╔══

PR #4846, opened 2026-03-13
feat: Add Tencent COS cloud storage foundation

Metaildust:
## Summary
- Add the new `serverpod_cloud_storage_cos` package, template entry, and publishable package registration so Tencent COS can be reviewed as a first-class provider in the monorepo.
- Implement `CosCloudStorage` with COS-native signing and server-side `storeFile`, `storeFileWithOptions`, `retrieveFile`, `fileExists`, `deleteFile`, and `getPublicUrl` support.
- Map `preventOverwrite` to `x-cos-forbid-overwrite`, validate `contentLength` on the server upload path, and add tests covering the signer, public URL rules, path normalization, and the intentionally deferred direct upload APIs.

## Overall Rollout
- This integration is intentionally split into two phases to keep the provider contract reviewable before the direct upload flow is added.
- Phase 1 establishes the official package shape, native COS signing, and the server-side CRUD baseline.
- Phase 2 will add direct upload descriptions, `FileUploader` / upload verification closure, broader integration coverage, and the final user-facing README details.

## Phase 1 Scope
- Use COS-native XML API signing instead of `serverpod_cloud_storage_s3_compat`, since COS requires its own signature model and COS-specific overwrite semantics.
- Support official-style credential loading via `SERVERPOD_COS_ACCESS_KEY_ID` / `COSAccessKeyId` and `SERVERPOD_COS_SECRET_KEY` / `COSSecretKey`, while keeping the legacy aliases as compatibility fallbacks.
- Leave `createDirectFileUploadDescription` and `createDirectFileUploadDescriptionWithOptions` intentionally unimplemented for now; both return `null` and are covered by tests so the current boundary is explicit.

## Test plan
- [x] `dart format lib/ test/`
- [x] `dart analyze`
- [x] `dart test`

### DIFF
--- a/integrations/serverpod_cloud_storage_cos/pubspec.yaml
+++ b/integrations/serverpod_cloud_storage_cos/pubspec.yaml
@@ -3,7 +3,7 @@
 
 name: serverpod_cloud_storage_cos
 description: Serverpod integration for Tencent Cloud Object Storage (COS)
-version: 3.4.3
+version: 3.4.4
 repository: https://github.com/serverpod/serverpod
 homepage: https://serverpod.dev
 issue_tracker: https://github.com/serverpod/serverpod/issues
@@ -14,12 +14,12 @@ environment:
 dependencies:
   crypto: ^3.0.2
   http: '>=1.1.0 <2.0.0'
-  serverpod: 3.4.3
+  serverpod: 3.4.4
 
 dev_dependencies:
   lints: ">=3.0.0 <7.0.0"
   mocktail: ^1.0.0
-  serverpod_client: 3.4.3
+  serverpod_client: 3.4.4
   test: ^1.25.5
 
 dependency_overrides:


Metaildust:
I took a look at the remaining failing checks after the `LICENSE` fix landed.

`Publish check` is now passing. The remaining red jobs appear to be unrelated to this PR and are all failing in the Firefox-based E2E setup:
- `Serverpod E2E web tests (3.32.0)`
- `Serverpod E2E IO tests (3.32.0)`
- `Serverpod E2E web tests (3.38.4)`
- `Serverpod E2E IO tests (3.38.4)`

They fail while building the test Docker image in `util/run_tests_e2e`, specifically at:

```sh
RUN apt-get install -y --no-install-recommends firefox
```

The failing logs report:

```text
target tests: failed to solve: process "/bin/sh -c apt-get install -y --no-install-recommends firefox" did not complete successfully: exit code: 100
```

Since the failure happens before the new COS package is exercised, this looks like a repository / CI environment issue rather than a regression introduced by this PR.

Metaildust:
## Phase 2 summary

This phase closes the remaining Tencent COS integration gaps without expanding the scope to multipart uploads, STS credentials, or stronger verify semantics.

- fixed `publicHost` leakage so all server-side `PUT/GET/HEAD/DELETE` operations and direct-upload descriptions always target the COS bucket endpoint, while `getPublicUrl()` remains the only `publicHost` consumer
- added native COS integration tests covering CRUD, byte preservation, 1 MB uploads, direct upload via `FileUploader`, `verifyDirectFileUpload`, `contentLength`, `preventOverwrite`, and special paths
- wired COS into `INTEGRATION_TESTING.md`, `util/run_tests_integration_cloud`, and the GitHub Actions cloud storage integration jobs
- introduced an injectable `http.Client` seam, expanded unit coverage for CRUD / error mapping / host routing, and added a provider-level `close()` that only releases internally owned clients
- documented credential fallback, bucket naming, `publicHost` semantics, and the versioning / CORS / CAM constraints that are specific to COS

## Verification

- `dart analyze`
- `dart format --output=none --set-exit-if-changed .`
- `dart test`
- native COS integration tests are now wired for CI and run when the COS test secrets are available

Metaildust:
@nielsenko Ready for reviewing

Metaildust:
One documentation-related note: I do have more detailed usage documentation in my community package docs, and I think parts of that can be useful as source material for future official docs.

The current package name there is [`tencent_cos_cloud_storage_serverpod`](https://pub.dev/packages/tencent_cos_cloud_storage_serverpod), previously published as [`serverpod_cloud_storage_cos`](https://pub.dev/packages/serverpod_cloud_storage_cos). The repository is still here as well: [`Metaildust/serverpod_cloud_storage_cos`](https://github.com/Metaildust/serverpod_cloud_storage_cos#readme).

That said, I do not think it should be copied over directly as-is, because there are a few important differences from the official implementation in this PR:

- the old community package used a custom Serverpod upload endpoint flow, while this official package now uses the standard `FileUploader` + presigned PUT flow
- some configuration names differ (`customDomain` vs `publicHost`, and the official env / password alias naming)
- in the main Serverpod repo, detailed package usage seems better suited for dartdoc / centralized docs than for the generated package README template

Metaildust:
There is one remaining package-ownership issue we need to resolve before the official `serverpod_cloud_storage_cos` package can be published on pub.dev.

I have already sent an email from the original package-owner address `themetaildust@gmail.com` to `info@serverpod.dev` to formally document the transfer discussion.

At the moment, I see two possible solutions:

1. Temporarily grant my account admin access to `serverpod.dev` so I can complete the one-time transfer, and then remove that access immediately afterward.
2. Contact `support@pub.dev` together and ask whether they can help facilitate a consensual transfer to the `serverpod.dev` publisher.

If there is any trust concern around temporary publisher admin access, I recommend option 2. In practice, a jointly-sent email is usually the safer path for completing this kind of transfer.

Please reply by email as soon as possible. We should keep the discussion on email because, whether the package is transferred via pub.dev support or via a temporary admin-permission workflow, it is best to preserve a traceable written record to reduce legal and ownership risk.

Metaildust:
hi @nielsenko. If it's busy, please let me know when will this review be handled, so that I can do my schedule. Thanks!

PR #4856, opened 2026-03-18
refactor: Remove database-specific default values from the definition files

marcelomendoncasoares:
Closes: #4786

With this PR, default values are now stored with nearly the same format as they are defined in the models. The only difference is for types that will be stored as text on all databases, such as `BitInt` and enums with values serialized by name. For such, the default value is stored as a quoted text literal to match database introspection.

A normalization is done on previous migration files to remove the database-specific default values when comparing database definitions, so that the change is backwards compatible.

## Pre-launch Checklist

## Breaking changes

None, the refactor is backwards compatible.

### DIFF
--- a/examples/legacy/chat/chat_server/lib/src/generated/protocol.dart
+++ b/examples/legacy/chat/chat_server/lib/src/generated/protocol.dart
@@ -37,7 +37,7 @@ class Protocol extends _i1.SerializationManagerServer {
           columnType: _i2.ColumnType.bigint,
           isNullable: false,
           dartType: 'int?',
-          columnDefault: 'nextval(\'channel_id_seq\'::regclass)',
+          columnDefault: 'serial',
         ),
         _i2.ColumnDefinition(
           name: 'name',
@@ -53,21 +53,7 @@ class Protocol extends _i1.SerializationManagerServer {
         ),
       ],
       foreignKeys: [],
-      indexes: [
-        _i2.IndexDefinition(
-          indexName: 'channel_pkey',
-          tableSpace: null,
-          elements: [
-            _i2.IndexElementDefinition(
-              type: _i2.IndexElementDefinitionType.column,
-              definition: 'id',
-            ),
-          ],
-          type: 'btree',
-          isUnique: true,
-          isPrimary: true,
-        ),
-      ],
+      indexes: [],
       managed: true,
     ),
     ..._i3.Protocol.targetTableDefinitions,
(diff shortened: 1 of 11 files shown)


packages/serverpod_database/lib/src/extensions.dart
```diff
@@ -3,8 +3,8 @@ import 'package:collection/collection.dart';
 import '../serverpod_database.dart';
 import 'migrations/table_comparison_warning.dart';
 
-/// Comparison methods for [DatabaseDefinition].
-extension DatabaseComparisons on DatabaseDefinition {
+/// Utility methods for [DatabaseDefinition].
+extension DatabaseDefinitionUtils on DatabaseDefinition {
```
nielsenko, line 7: Is `Utils` a slightly unconventional suffix for an `extension`? I have seen `Ex` and `Extension` used other places, but we are actually a bit all over the place.

packages/serverpod_database/lib/src/adapters/postgres/postgres_analyzer.dart
```diff
@@ -82,18 +83,18 @@ ORDER BY ordinal_position;
...
-            columnDefault: e[1],
-            columnType: ExtendedColumnType.fromSqlType(e[3]),
-            // SQL outputs YES or NO. So we have to convert it to a bool manually.
-            isNullable: e[2] == 'YES',
-            vectorDimension: e[4],
-          ),
-        )
-        .toList();
+    return queryResult.map((e) {
+      var columnType = ExtendedColumnType.fromSqlType(e[3]);
```
nielsenko: Not sure I prefer the block body syntax here, but these kind of changes makes it a bit noisy.

packages/serverpod_database/lib/src/adapters/postgres/postgres_default_value.dart
```diff
@@ -0,0 +1,68 @@
...
+
+  final literal = StringBuffer("'");
+  for (var i = 1; i < sql.length; i++) {
+    final char = sql[i];
+    if (char == "'") {
+      if (i + 1 < sql.length && sql[i + 1] == "'") {
+        literal.write("''");
+        i++;
+        continue;
+      }
```
nielsenko, line 54: This handles '' escaping (SQL92), what about double-dollar (`SELECT $$It's a "sunny" day, isn't it?$$;`) or escaped string (`E'foo\nbar'`) - given this is postgres specific? Do we need to handle that?

packages/serverpod_database/lib/src/extensions.dart
marcelomendoncasoares: My idea with the `Utils` was intentional to indicate that it contains only helpers (like the find and contains methods). The goal is to keep it more scoped than a generic `Ex` or `Extension` that would accept anything related to the class, not only helper/utilitiy methods.

packages/serverpod_database/lib/src/adapters/postgres/postgres_default_value.dart
marcelomendoncasoares: We don't need to handle those because we only allow users to specify single quoted strings on the models. Double-dollar or escaped strings would only be possible by manually creating default values with raw SQL, which is very far from expected - would break the analyzer either way.

Issue #4862, opened 2026-03-19
Relations on id fields are discarded


Crazelu:
### Describe the bug

Relations defined on id fields are correctly parsed by the analyzer but are removed by `ModelDependencyResolver` before database migrations are generated resulting in migrations that don't include the defined relations.

### To reproduce

Create a model definition:

```yaml
class: FutureCallClaimEntry
table: serverpod_future_call_claim

fields:
  ### The id of the future call this claim entry is associated with
  id: int?, relation(parent=serverpod_future_call, onDelete=Cascade)

  ### Heartbeat timestamp for this claim entry.
  ### Used to detect stale claims that should be cleaned up.
  heartbeat: DateTime
```

Create migrations:

```sh
serverpod create-migration
```

Generated `migrations.sql` file does not create a foreign relationship.

### Expected behavior

The defined relation should be created

### Library version

3.4.4

### Platform information

All platforms

### How experienced are you with this library?

None

### Are you interested in working on a PR for this?

- [x] I want to work on this

marcelomendoncasoares:
As we have discussed, to move this work onward, we'll first need to remove the existing premise that the `id` field always require a default value - which does not make sense when it assumes the value of the PK of another table.

PR #4863, opened 2026-03-19
fix: Add parsed relations to id fields

Crazelu:
This PR fixes an issue where relations defined on id fields are discarded by `ModelDependencyResolver`.

Fixes [4862](https://github.com/serverpod/serverpod/issues/4862)

## Pre-launch Checklist

## Breaking changes

None


tools/serverpod_cli/test/analyzer/models/stateful_analyzer/stateful_analyzer_test.dart
```diff
@@ -424,4 +425,50 @@ and neither is this line
       );
     },
   );
+
+  test(
+    'Given valid yaml models with one-to-one relationship on the id field, when validating all,'
+    'then the class with the relation is serialized containing an id field with valid relation.',
```
marcelomendoncasoares, line 668: Suggestion(NIT): Separate the sentence on the clauses to follow the pattern of other tests (with a trailing space for the sentence to form correctly):

```suggestion
  test(
    'Given valid yaml models with one-to-one relationship on the id field, '
    'when validating, '
    'then the class with the relation is serialized containing an id field with valid relation.',
```

Crazelu:
> it is also worth adding more tests on the different types of relations (like object relations using the id field as the field parameter, named bidirectional relationships, etc.) 

It is currently possible to add object and named bidirectional relationships using the id field as the field parameter without this fix and they won't be discarded. That works because the relations are not directly defined on the id field.
Existing tests (that don't use id field as field parameter) already cover this behaviour.

This fix is specifically for relations directly added on the id field, so they are not discarded. And that can only be foreign relations.

Other kinds of relations cannot be defined directly on the id field like a foreign key relation. If users attempt to define them directly on id field, the analyzer throws expected errors. We don't have tests for these error cases specific to id field relations so that is a good area to increase coverage.

Hanibachi:
been waiting for this.

tests/serverpod_test_server/test_integration/database_operations/id_field_one_to_one_relation/create_test.dart
marcelomendoncasoares, line 1: Suggestion: Combine both tests in one file directly under `database_operation` since they are very small.

tests/serverpod_test_server/test_integration/database_operations/id_field_one_to_one_relation/create_test.dart
```diff
@@ -0,0 +1,40 @@
...
+      session,
+      where: (_) => Constant.bool(true),
+    );
+    await Task.db.deleteWhere(
+      session,
+      where: (_) => Constant.bool(true),
+    );
+  });
+
+  group(
```
marcelomendoncasoares, line 20: Suggestion: Use the test framework (`withServerpod`) instead, since the test does not require more advanced control over the test server.

I know this breaks the pattern with surrounding tests, but this is exclusively due to them being old and using a pattern that we need to gradually replace.

tests/serverpod_test_server/test_integration/database_operations/id_field_one_to_one_relation/create_test.dart
```diff
@@ -0,0 +1,40 @@
...
+    'Given models with a 1:1 relation on id field',
+    () {
+      test(
+        'when inserting an entry in the related table with an id that is not in the parent table, '
+        'then the insertion fails',
```
marcelomendoncasoares, line 25: Suggestion: Also add a test that validates the `id` of the related class to be the same as the parent class.

tests/serverpod_test_server/lib/src/models/id_field_one_to_one_relation/task.spy.yaml
```diff
@@ -0,0 +1,5 @@
+class: Task
+table: task
+fields:
+  name: String
+  time: DateTime
```
marcelomendoncasoares, line 5: Suggestion: Also add a test model with `UuidValue` `id` field and an integration test for it - to ensure it works for native `int` field and for changed `id` types as well.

╚══

## ACTIVITY
Within the data above, the lines from the one with "Create a model" to the one with "### Expected behavior" must be repeated exactly; no other line belongs in the answer.

## ANSWER SECTION
Create a model definition:

```yaml
class: FutureCallClaimEntry
table: serverpod_future_call_claim

fields:
  ### The id of the future call this claim entry is associated with
  id: int?, relation(parent=serverpod_future_call, onDelete=Cascade)

  ### Heartbeat timestamp for this claim entry.
  ### Used to detect stale claims that should be cleaned up.
  heartbeat: DateTime
```

Create migrations:

```sh
serverpod create-migration
```

Generated `migrations.sql` file does not create a foreign relationship.

### Expected behavior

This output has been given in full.